Vou, vou falar disso daí também, mas vou falar do meu jeito, como aconteceu, você quer saber ou não o que aconteceu? Tem sim, tem essa história da bomba, mas você já viu quanto ganhava um militar na época? Até eu assumir era um horror. (Se descontrai) Assumir a presidência! Que fique claro (risos) Iam morrer alguns? Iam, mas e daí? Gosto dessa expressão e daí, ela serve pra tudo (risos) Ah, isso eu continuo achando. Gripezinha resfriadinho... comigo não! Tenho corpo de atleta. Isso foi muito deturpado, mas quem pratica atividades não tem problema com esse vírus aí. E digo mais: tem que ver se é vírus mesmo porque a China não é santa... São comunistas. Eu prezo pelo comércio bilateral e quero o melhor para os brasileiros, mas não podemos esquecer que eles são comunistas. No fim a população vai ver que foi enganada, é uma pena. (Enfático) E depois não venham querer jogar a responsabilidade em mim! O que eles estão fazendo é um crime e a verdade vai ser restabelecida. Eles vão ver que foram enganados. Espero que não seja tarde, foram políticos irresponsáveis.
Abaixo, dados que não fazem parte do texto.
PR #3, opened 2018-03-22
Broken into files, inode/dev changes from inodes branch taken

nebkor:
The functions in main.rs had been broken out into the utils module a few commits ago (0faf795), so bringing over your changes by hand was pretty straight-forward. The next thing was breaking all the cfg compile directive controlled stuff into its own submodule for utils.

I actually don't recommend just merging this into your repo, because the history is all over the place. I tried to chunk the changes so that if you wanted to, you could linearize the change, or just jump to the new layout in one opaque commit (by simply copying it over).


src/utils/platform.rs
```diff
@@ -1,22 +1,25 @@
...
+pub fn get_metadata(
+    d: &std::fs::DirEntry,
+    use_apparent_size: bool,
+) -> Option<(u64, Option<(u64, u64)>)> {
     use std::os::linux::fs::MetadataExt;
     match d.metadata().ok() {
         Some(md) => {
             let inode = Some((md.st_ino(), md.st_dev()));
-            if s {
+            if use_apparent_size {
```
bootandy: The variable name 's' kept the function def on one line. I'm not sure that this is a valid reason to keep a bad name like 's' but just letting you know why it was 's'.

I'm happy with either version.

src/utils/platform.rs
```diff
@@ -1,22 +1,25 @@
...
+#[cfg(not(any(target_os = "macos", target_os = "linux")))]
 pub fn get_block_size() -> u64 {
     1024
 }
 
-#[cfg(target_os = "macos")]
+#[cfg(any(target_os = "macos", target_os = "linux"))]
 pub fn get_block_size() -> u64 {
     512
 }
```
bootandy: I've discovered its a bit weirder than that. I'll have a commit to fix up the get_block_size() soon.

PR #6, opened 2018-04-16
Don't ignore Cargo.lock

Infinisil:
See https://doc.rust-lang.org/cargo/faq.html#why-do-binaries-have-cargolock-in-version-control-but-not-libraries

I didn't include my own `Cargo.lock` file since you might want to commit your own which might have different versions.

I'll be able to package this for [nixpkgs](https://github.com/NixOS/nixpkgs) as soon as the next version is released with a `Cargo.lock` file.


Infinisil:
https://github.com/NixOS/nixpkgs/pull/39123 :D

PR #23, opened 2018-11-08
Update README.md

chrisjohnson00:
Fixed a typo where it says `dust` is slower than `du`


bootandy:
No, when I last timed du vs dust. Du was quicker.  

However I'm not using threads yet. Integrate Rayon and things could change.

PR #39, opened 2019-11-21
Clippy

lespea:
Fixes a bunch of clippy warnings which includes:
  * Don't box the Nodes (not needed since it's inside a vec)
  * Reversing the node children no longer requires collecting everything into an intermediary vec

Let me know if some of these changes you don't want (specifically the collapsed if-then-else branches you may prefer the original... I just went for cleaning everything for a first pass.

### DIFF
--- a/Cargo.lock
+++ b/Cargo.lock
@@ -145,9 +145,15 @@ dependencies = [
  "ansi_term 0.11.0 (registry+https://github.com/rust-lang/crates.io-index)",
  "assert_cli 0.5.4 (registry+https://github.com/rust-lang/crates.io-index)",
  "clap 2.33.0 (registry+https://github.com/rust-lang/crates.io-index)",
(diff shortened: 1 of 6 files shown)


bootandy:
Hi, Firstly thanks for the pull request. 

I like most of your changes but there are 2 things I'd like to change:

The collapsed if-then-else branches - I would like to leave these as they were as it is easier to understand them (we could put them in to two functions if you'd prefer).

Using the 'either' crate. To me it has hidden something in the way that 'get_children_from_node' works. I'd rather be more explicit even if I have to do a `.map().collect()` [If there are better ways to do this please feel free to suggest them].

But I like the other changes: removing box, changing iter to intoIter & getting rid of a few Somes.

So if you could undo the if/else squashing and the either crate I'd happily accept this merge. 

thanks.

PR #48, opened 2019-12-27
Fix colors on windows

lespea:
* Initialize ansi_term if we're on windows
* Silence build warning on non-unix targets
* Update ansi-term which has windows specific fixes (and assert_cli while I'm at it)

### DIFF
--- a/Cargo.lock
+++ b/Cargo.lock
@@ -9,16 +9,24 @@ dependencies = [
 ]
 
 [[package]]
+name = "ansi_term"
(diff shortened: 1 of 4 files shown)


bootandy:
This broke build due to version upgrade of assert_cli.

I pulled your commit into this merge request. 

https://github.com/bootandy/dust/pull/49#partial-pull-merging

lespea:
Awesome thanks!

PR #59, opened 2020-01-21
Allow multiple --ignore-directory flags

Celti:


bootandy:
I wondered about adding this myself. 

It looks like it adding 'multiple' has caused it to eat the last parameter
So running

`target/debug/dust -X target src`

is interpreted as ignore target and src instead of 'ignore target and run on src'

There is probably a flag in Clap to resolve this. Then I will happily merge this.

Celti:
Ah, heck, I knew I messed _something_ up there! Pushed an amended commit.

bootandy:
Looks good, will merge when the build goes green

Issue #60, opened 2020-01-21
Tests on Linux are filesystem-dependent


Celti:
When running `cargo test` while putting together #59, it came to my attention that tests on Linux are filesystem-dependent. `test_dir2` is 12K on my XFS home filesystem or my tmpfs /tmp, whereas the tests expect 24K (perhaps from ext4?).

This should at minimum be documented, but I'd recommend copying the test files to `/tmp` and running them there, as the vast majority of Linux systems default to `/tmp` being a tmpfs.

bootandy:
That sounds like a good idea. 

I was not aware that this would be a problem but it makes sense. I'll look at copying everything to /tmp for the tests.

bootandy:
An alternative would be to determine what file system we are looking at and then adjust the tests accordingly. 

We could also run the tests as 'result == X or result == Y or result == Z' and let any of them pass. 

This needs some thought and it should be resolved. 

Windows users were also reporting inconsistent numbers on their machines.

Celti:
I think adding specific per-filesystem test results is doomed to failure from the outset — there are simply _too many_ choices, where do you draw the line as to adding a new filesystem? Whose job is it to then update _all_ those filesystem-specific results? What if one filesystem's success matches also another filesystem's failure?

We already have `#[cfg(target_os)]` for Mac and Linux, I think adding one more for Windows and then requiring that the tests be run on APFS, tmpfs, or NTFS respectively isn't an unreasonable technical burden on either side.

bootandy:
>I think adding specific per-filesystem test results is doomed to failure from the outset — there are simply too many choices,

Agreed. 

I am also considering changing the tests so they only look at the file names and ignore the files sizes. However I don't like this idea as we would then loose the ability to test a 'complete' output. 

I'm doing a refactor at the minute and I'm keeping testing in mind. 

I think your idea of using the  `/tmp` directory may be the best option if the CI runners allow it.

bootandy:
https://github.com/bootandy/dust/commit/1f120de168fb2eae951bd81bd7566839834cbd16

This commit copies the tests files to the /tmp/ directory this should fix it.

PR #62, opened 2020-01-22
Fix windows compilation and testing

rivy:
- adds GitHub-Actions CI workflow (includes arm-linux, x86-linux, macos, and windows builds/testing)
  - automatic deployment to Github Releases when commit is version tagged (see example at <https://github.com/rivy/rs.dust/releases/tag/v0.4.9>; note: fully automatically generated)
- improves path manipulation portability
- builds / tests successfully locally and on all CI hosts
- wip / needs further investigation
  - feasability of (currently disabled) symlink tests on "windows"
  - investigate and/or update tests to handle minor size variations in testing output for different "windows" hosts
    - some one byte differences between local and CI host file sizes; ? bug or expected host variation
  - `cargo tarpaulin` inability to handle test coverage (use alternate framework?)

### DIFF
--- a/src/utils/mod.rs
+++ b/src/utils/mod.rs
@@ -265,23 +265,59 @@ mod tests {
     #[test]
     fn test_simplify_dir_rm_subdir() {
         let mut correct = HashSet::new();
-        correct.insert("a/b".to_string());
+        correct.insert(
+            ["a", "b"]
+                .iter()
+                .collect::<std::path::PathBuf>()
+                .to_string_lossy()
+                .to_string(),
+        );
         assert_eq!(simplify_dir_names(vec!["a/b", "a/b/c", "a/b/d/f"]), correct);
     }
 
     #[test]
     fn test_simplify_dir_duplicates() {
         let mut correct = HashSet::new();
-        correct.insert("a/b".to_string());
+        correct.insert(
+            ["a", "b"]
+                .iter()
+                .collect::<std::path::PathBuf>()
+                .to_string_lossy()
+                .to_string(),
+        );
         correct.insert("c".to_string());
-        assert_eq!(simplify_dir_names(vec!["a/b", "a/b//", "c", "c/"]), correct);
+        assert_eq!(
+            simplify_dir_names(vec![
+                "a/b",
+                "a/b//",
+                "a/././b///",
+                "c",
+                "c/",
+                "c/.",
+                "c/././",
+                "c/././."
+            ]),
+            correct
+        );
     }
     #[test]
     fn test_simplify_dir_rm_subdir_and_not_substrings() {
         let mut correct = HashSet::new();
         correct.insert("b".to_string());
-        correct.insert("c/a/b".to_string());
-        correct.insert("a/b".to_string());
+        correct.insert(
+            ["c", "a", "b"]
+                .iter()
+                .collect::<std::path::PathBuf>()
+                .to_string_lossy()
+                .to_string(),
+        );
+        correct.insert(
+            ["a", "b"]
+                .iter()
+                .collect::<std::path::PathBuf>()
+                .to_string_lossy()
+                .to_string(),
+        );
         assert_eq!(simplify_dir_names(vec!["a/b", "c/a/b/", "b"]), correct);
     }
 
--- a/src/utils/mod.rs
+++ b/src/utils/mod.rs
@@ -38,8 +38,9 @@ impl PartialEq for Node {
 }
 
 pub fn is_a_parent_of(parent: &str, child: &str) -> bool {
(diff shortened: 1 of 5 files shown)


src/utils/mod.rs
```diff
@@ -38,16 +38,17 @@ impl PartialEq for Node {
 }
 
 pub fn is_a_parent_of(parent: &str, child: &str) -> bool {
-    (child.starts_with(parent) && child.chars().nth(parent.chars().count()) == Some('/'))
-        || parent == "/"
+    let path_parent = std::path::Path::new(parent);
+    let path_child = std::path::Path::new(child);
+    (path_child.starts_with(path_parent) && !path_parent.starts_with(path_child))
```
bootandy: I've been staring at this for sometime and I think it is good. 

Can you add a test for this case as it was bothering me:

`is_a_parent_of('/usr/folder', '/usr/folder_not_a_child')  == False` 

?
@rivy

bootandy:
>"windows" hosts    some one byte differences between local and CI host file sizes; ? bug or expected host variation

We also have a similar problem on linux if the filesystem is a different type we will see different numbers. https://github.com/bootandy/dust/issues/60. I'm not sure what the best way round this is. I'm considering running it once to see what the value should be and then dynamically generating the tests. Or we could add a statement like: pass if test=A or test=B.

bootandy:
Overall It looks good, I want to play with this branch myself for a bit but I think I'd be happy to merge it.

bootandy:
Although I am going to be offline for the next 10 days, so apologies in advance for going quiet.

src/utils/mod.rs
rivy: I tried to find a portable std::path-based method to determine parent-child relation and couldn't find anything. This was what I finally came up with as a possible design. But, yep, it's a bit twisty and I mentally bounced the code around for a while as well. I had to add a few test cases just to help prove it to myself. I'll happily add any extra test cases.

rivy: Done, and it passes (unlike `std::String::starts_with()`, `std::path::Path.starts_with()` says that it "only considers whole path components to match" which is why this works).

I'll add the commit later tonight or tomorrow.

rivy:
No worries on the timing.

The testing is breaking (solely based on sizes) on my local windows `wsl` ubuntu as well. I'll have a look at it over the next week or two and see if I can come up with anything that would make testing more robust.

I also cut some CI code that builds/deploys a deb package. It might satisfy issue #7. I'll add it back in as a separate commit.

I also don't see the GitHub-Actions CI building on your repo side. I'm not quite sure how to get it enabled, but I'll google around if it's not obvious from your end.

rivy:
I just looked through my repository settings and it looks like you'll need to enable Actions via <https://github.com/bootandy/dust/settings/actions> for the CICD action to run for the PR.

I have "Enable local and third party Actions for this repository" selected. I think that's the setting needed since the CI here pulls in actions to setup rust and cross-compile.

rivy:
Just an additional note here to prompt myself ...

I'm seeing "Did not have permissions for all directories" (though I surely have permissions for all searched directories) during execution on windows platforms. I'll investigate further.

bootandy:
I may be stating the obvious here but:

> "Did not have permissions for all directories" 

This message is printed to stderr if you don't have permission on 1 or more files or directories which dust encounters.

rivy:
> I may be stating the obvious here but:
> 
> > "Did not have permissions for all directories"
> 
> This message is printed to stderr if you don't have permission on 1 or more files or directories which dust encounters.

I found the problem. `winapi_util::Handle::from_path()` was being used to enumerate directory entries, but the handles returned for directories are useless. 

> "If you use `from_path()` on a directory, then subsequent queries using that handle will fail."
>
> ref: "Struct winapi_util::Handle" from <https://docs.rs/crate/winapi-util>

`winapi_util::Handle::from_path_any()` needs to be used when the path might be a file or directory.

The bug was fixed with one change at the first use. But now I'm looking at the second use, trying to figure out if a directory could ever be an argument. I would think that `from_path_any()` should be used in all cases, but I'm not sure if there's a performance penalty.

rivy:
I fixed/updated and polished a few things based upon this discussion.

Additionally, I've also created a commit that refactors the code to use `PathBuf` instead of `String`. I think it simplifies some things, making portable path handling easier, and avoids some of the conversion churn between strings and paths.

Here's the commit (based on top of this branch) ... <https://github.com/rivy/rs.dust/compare/add.gha...rivy:rf.pathbuf>.

If you think the change is useful, I'd like to add it to this PR. But I can open it in a new PR if, again, you'd like the change but prefer a new / separate PR.

PR #64, opened 2020-02-03
Refactor ~ use Path/PathBuf instead of &str/String

rivy:
This minimizes the string conversion/copy "fiddliness" and helps somewhat in code comprehension and maintaining/encouraging cross-platform compatibility. 

There may be some additional work to be done with references, especially in the containers, that might be useful to further minimize copying. But it's a bit beyond my understanding of the language at the moment to go beyond this point.

Let me know if this is helpful, and if so, whether you'd like any changes.

### DIFF
--- a/src/utils/mod.rs
+++ b/src/utils/mod.rs
@@ -70,9 +70,9 @@ pub fn simplify_dir_names<P: AsRef<Path>>(filenames: Vec<P>) -> HashSet<PathBuf>
     top_level_names
 }
 
-pub fn get_dir_tree(
-    top_level_names: &HashSet<PathBuf>,
-    ignore_directories: Option<Vec<PathBuf>>,
+pub fn get_dir_tree<P: AsRef<Path>>(
+    top_level_names: &HashSet<P>,
+    ignore_directories: &Option<Vec<PathBuf>>,
     apparent_size: bool,
     limit_filesystem: bool,
     threads: Option<usize>,
@@ -90,7 +90,7 @@ pub fn get_dir_tree(
             b,
             apparent_size,
             &restricted_filesystems,
-            &ignore_directories,
+            ignore_directories,
             &mut data,
             &mut permissions,
             threads,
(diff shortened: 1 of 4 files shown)


bootandy:
The code is dealing with Paths here not Strings so it does make sense to use PathBuf throughout the codebase. I'll have a look at this later.

Thanks

src/utils/mod.rs
```diff
@@ -108,29 +109,26 @@ fn get_allowed_filesystems(top_level_names: &HashSet<String>) -> Option<HashSet<
...
     // 2. removing interior '.' ("current directory") path segments
     // 3. removing trailing extra separators and '.' ("current directory") path segments
     // * `Path.components()` does all the above work; ref: <https://doc.rust-lang.org/std/path/struct.Path.html#method.components>
     // 4. changing to os preferred separator (automatically done by recollecting components back into a PathBuf)
-    path.as_ref()
-        .components()
-        .collect::<std::path::PathBuf>()
-        .to_string_lossy()
-        .to_string()
+    path.as_ref().components().collect::<PathBuf>()
```
bootandy: do you think we can use canonicalize? https://doc.rust-lang.org/std/path/struct.PathBuf.html#method.canonicalize

src/utils/mod.rs
```diff
@@ -236,18 +240,31 @@ pub fn find_big_ones(new_l: Vec<(String, u64)>, max_to_show: usize) -> Vec<(Stri
...
 
     for name in top_level_names {
-        let my_max_depth = name.matches(std::path::is_separator).count() + max_depth as usize;
-        let name_ref: &str = name.as_ref();
+        let my_max_depth = name
+            .components()
+            .filter(|&c| match c {
+                std::path::Component::Prefix(_) => false,
+                _ => true,
+            })
```
bootandy: can't we remove the above `filter` isn't name.components.count() enough?

src/utils/mod.rs
rivy: Yes that's a possible alternative, but this method always succeeds. `fs::canonicalize()`, on the other hand, requires an existing path or returns an error which would then have to be handled.

src/utils/mod.rs
rivy: No, paths can have some odd preliminary ("Prefix") bits (for example, from windows, "\\?\" or "\\UNC\") which need to be removed here to calculate the depth correctly.

src/utils/mod.rs
bootandy: good reasoning, agreed

bootandy:
Looks good, thanks for this.

Minor note: This change means the '-X' flag now works on directories. Before it worked on substrings of directory paths. Before '-X s' would ignore the 'src/' directory. Now it wont. I think this is fine, but I am logging it here incase someone asks.

PR #79, opened 2020-02-29
use LS_COLORS for largest subdirectories

NeelChotai:
Uses directory colour defined in $LS_COLORS to paint the largest subdirectories instead of red.

Fixed a compiler warning, updated the readme, changed args descriptions and made some consistency changes to clap args.


bootandy:
Looks good, I like your changes. 

We have a conflict as I moved the line handling colorized output just before this was opened, but this should be easy to fix when you rebase. 

I will happily merge when the conflict is resolved.

NeelChotai:
Thank you.

Rebased without conflicts, would you like me to squash everything in to one commit?

bootandy:
Thanks,

No. I prefer several small commits.

Thanks for introducing me to ls_colors library too. It is giving me ideas.

Issue #41, opened 2017-04-11
Documentation on Range.linearFrom parameters


chris-martin:
> `linearFrom :: Integral a => a -> a -> a -> Range a`

It isn't entirely clear to me what the first parameter does. Is it something like this?

```haskell
linearFrom :: Integral a 
  => a -- ^ Value to shrink toward (the value produced when the size parameter is zero)
  -> a -- ^ Lower bound
  -> a -- ^ Upper bound
  -> Range a
```

```haskell
data Range a =
  Range !a -- ^ Value to shrink toward (the value produced when the size parameter is zero)
        (Size -> (a, a))
```

jystic:
Yeah that's right, it's the value to shrink towards

PR #162, opened 2018-02-22
Add some documentation bits.

fisx:
I am open to suggestions re. style.  I just hacked in what would have helped me.  (-:

(That's one commit; the other is just cut & paste from #41.)

### DIFF
--- a/hedgehog/src/Hedgehog/Internal/HTraversable.hs
+++ b/hedgehog/src/Hedgehog/Internal/HTraversable.hs
@@ -7,5 +7,26 @@ module Hedgehog.Internal.HTraversable (
 
 -- | Higher-order traversable functors.
 --
+-- This is used internally to make symbolic variables concrete given an 'Environment'.
+--
+-- The type checker will ask you to write 'HTraversable' instances for your action types.  If you do
+-- the trivial thing:
+--
+-- @
+-- data YourAction (v :: * -> *) = YourAction (Var YourType v)
+--   deriving (Eq, Show)
+--
+-- instance HTraversable YourAction where
+--   htraverse _ (YourAction var) = pure (YourAction var)  -- wrong!
+-- @
+--
+-- The type checker will complain that it @couldn't match type ‘g’ with ‘h’@.  To fix this, you need
+-- to 'htraverse' into your structure like so:
+--
+-- @
+-- instance HTraversable YourAction where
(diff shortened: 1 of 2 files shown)


hedgehog/src/Hedgehog/Internal/Range.hs
```diff
@@ -210,7 +211,11 @@ linear x y =
 --   >>> bounds 99 $ linearFrom 0 (-10) 20
 --   (-10,20)
 --
-linearFrom :: Integral a => a -> a -> a -> Range a
+linearFrom :: Integral a
+  => a -- ^ Value to shrink toward (the value produced when the size parameter is 0)
+  -> a -- ^ Lower bound (the bottom of the range when the size parameter is 99)
+  -> a -- ^ Upper bound (the top of the range when the size parameter is 99)
+  -> Range a
```
moodmosaic: 😅 Nitpick: Most (if not all?) comments in this codebase end with a `.`— It'd be nice if we do the same also here?

fisx: sure, i can fix all that (give me a few days).  anything else?

fisx: ah, travis.  i'll look into that, too...

fisx:
Ok, I hope this is a bit better.

I am aware that my style is odd and different from the rest of the documentation.  I'm happy to try harder, please let me know if i should!  (-:

fisx:
travis-timeout.  i'll push an empty commit to try again...

(please let me know if you would like me to squash anything / everything.)

hedgehog/src/Hedgehog/Internal/HTraversable.hs
```diff
@@ -7,5 +7,26 @@ module Hedgehog.Internal.HTraversable (
 
 -- | Higher-order traversable functors.
 --
+-- This is used internally to make symbolic variables concrete given an 'Environment'.
+--
+-- The type checker will ask you to write 'HTraversable' instances for your action types.  If you do
```
thumphries: I think from this line down might be better suited to a tutorial than the documentation.

If you could peel it off for now I would be happy to merge

thumphries:
Thanks!

fisx:
thank you!  (-:

PR #163, opened 2018-02-27
Generators for UTCTime and ZonedTime

amrhassan:
Hello,

I've found those generators useful to me and thought I would share them. I had to add dependencies on the `time` and `tz` packages. The former is where the data structures of `UTCTime` and `ZonedTime` come from and the latter enumerates all the time zones.

### DIFF
--- a/hedgehog/hedgehog.cabal
+++ b/hedgehog/hedgehog.cabal
@@ -72,6 +72,8 @@ library
     , transformers                    >= 0.4        && < 0.6
     , transformers-base               >= 0.4        && < 0.5
     , wl-pprint-annotated             >= 0.0        && < 0.2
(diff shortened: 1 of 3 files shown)


thumphries:
Hey, thanks for the PR!

These are a little bit out of Hedgehog's scope for dependency reasons. They belong in a separate package. Feel free to make one if I don't get there first.

Hope you're getting great value out of Hedgehog.

frasertweedale:
Hello!  I see currently release of *hedgehog* depends on *time*.  Maybe that happened more recently than this PR.  In any case, there would be no new dependencies to include generators for *time* types.  Would you be open to it now?

jappeace:
that's an older discussion, and yes please add these :sweat_smile:

PR #167, opened 2018-03-08
increase upper version bound of async and lifted async

taojang:
At work we are using this [library](https://github.com/mtesseract/nakadi-client/) which has following dependencies:
```
  - async-2.2.1
  - lifted-async-0.10.0
```

We have increased the upper version bounds of those two and run the test locally and they still pass.

Thank you very much in advance!


taojang:
sorry, it's an duplicate of https://github.com/hedgehogqa/haskell-hedgehog/pull/165

PR #169, opened 2018-03-12
.travis.yml: DIsallow failures with ghc 8.4

erikd:
Ghc 8.4 has now had an official release so the build should succeed.


erikd:
Looks like hashtables doesn't build with 8.4 yet.

gwils:
If you run this again, it should work now.
See https://github.com/gregorycollins/hashtables/pull/47

thumphries:
Thanks Erik!

PR #179, opened 2018-04-15
Stack.yaml and Makefiles

bitemyapp:
Was getting ready to do some work on the library, this'll spare anybody else needing to do the same prep work.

Destroçaram a economia e pra quê? Só pra detonar o meu governo?

Sempre fui eleito em todos os cargos da minha vida até o cargo máximo. Passei mais de trinta anos no Congresso debatendo e também engolindo muita provocação da esquerda. E agora que eu cheguei aqui querem acabar comigo por quê? Por que querem acabar comigo, eu te pergunto? (Silêncio) Então, tá vendo? Eu sou o representante máximo do povo brasileiro. Posso fazer o que eu quiser? Claro que não. Respeito a Constituição, mas tenho meu limite. Os outros também devem respeitar. O povo sabe que estão me perseguindo. Ah, você sabe melhor do que eu. Não vou falar porque vão dizer que sou antidemocrático. Vou pular essa.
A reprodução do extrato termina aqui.